[What you need to do]:
Filter the entries below, keeping only lines with "components".

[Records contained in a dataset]
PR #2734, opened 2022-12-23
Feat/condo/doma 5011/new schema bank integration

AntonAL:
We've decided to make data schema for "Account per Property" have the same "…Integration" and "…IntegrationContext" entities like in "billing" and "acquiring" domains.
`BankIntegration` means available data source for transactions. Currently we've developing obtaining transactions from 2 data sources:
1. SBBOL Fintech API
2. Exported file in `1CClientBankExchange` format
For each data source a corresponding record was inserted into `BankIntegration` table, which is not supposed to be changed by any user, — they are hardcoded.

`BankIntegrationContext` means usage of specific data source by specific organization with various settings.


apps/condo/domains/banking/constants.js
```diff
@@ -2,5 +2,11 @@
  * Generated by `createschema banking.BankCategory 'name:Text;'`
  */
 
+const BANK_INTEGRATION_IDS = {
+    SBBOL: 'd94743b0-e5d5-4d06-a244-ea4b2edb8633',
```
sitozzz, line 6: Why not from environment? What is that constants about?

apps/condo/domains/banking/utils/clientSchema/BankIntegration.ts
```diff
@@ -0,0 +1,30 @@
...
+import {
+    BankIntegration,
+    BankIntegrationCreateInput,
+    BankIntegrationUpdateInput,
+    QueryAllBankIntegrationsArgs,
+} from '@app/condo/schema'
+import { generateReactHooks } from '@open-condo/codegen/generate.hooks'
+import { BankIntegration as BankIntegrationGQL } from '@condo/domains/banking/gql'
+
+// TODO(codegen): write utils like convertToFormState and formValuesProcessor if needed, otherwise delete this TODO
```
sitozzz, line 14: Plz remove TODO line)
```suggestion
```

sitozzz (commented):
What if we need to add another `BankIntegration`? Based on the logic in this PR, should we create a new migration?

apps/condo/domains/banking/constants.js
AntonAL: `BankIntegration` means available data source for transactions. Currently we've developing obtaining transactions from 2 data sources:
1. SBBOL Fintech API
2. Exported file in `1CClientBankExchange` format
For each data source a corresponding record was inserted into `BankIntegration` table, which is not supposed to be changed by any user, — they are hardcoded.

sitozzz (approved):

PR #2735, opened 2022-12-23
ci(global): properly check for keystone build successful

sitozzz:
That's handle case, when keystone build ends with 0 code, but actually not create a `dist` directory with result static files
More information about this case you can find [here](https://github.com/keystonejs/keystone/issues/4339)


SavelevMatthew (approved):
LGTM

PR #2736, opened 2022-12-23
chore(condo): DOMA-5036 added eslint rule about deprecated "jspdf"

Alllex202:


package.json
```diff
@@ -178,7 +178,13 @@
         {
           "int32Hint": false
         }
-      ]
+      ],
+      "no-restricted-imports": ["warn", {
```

---

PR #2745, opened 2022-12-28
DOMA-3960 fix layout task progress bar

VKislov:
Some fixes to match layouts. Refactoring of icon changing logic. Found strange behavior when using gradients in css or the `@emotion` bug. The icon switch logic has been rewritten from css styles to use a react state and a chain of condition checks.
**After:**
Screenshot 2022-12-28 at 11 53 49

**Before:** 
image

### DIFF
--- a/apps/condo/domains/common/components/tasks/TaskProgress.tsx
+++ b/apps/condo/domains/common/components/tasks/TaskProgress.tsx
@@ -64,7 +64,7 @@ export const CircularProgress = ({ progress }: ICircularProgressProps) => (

[Answer section]:
--- a/apps/condo/domains/common/components/tasks/TaskProgress.tsx
+++ b/apps/condo/domains/common/components/tasks/TaskProgress.tsx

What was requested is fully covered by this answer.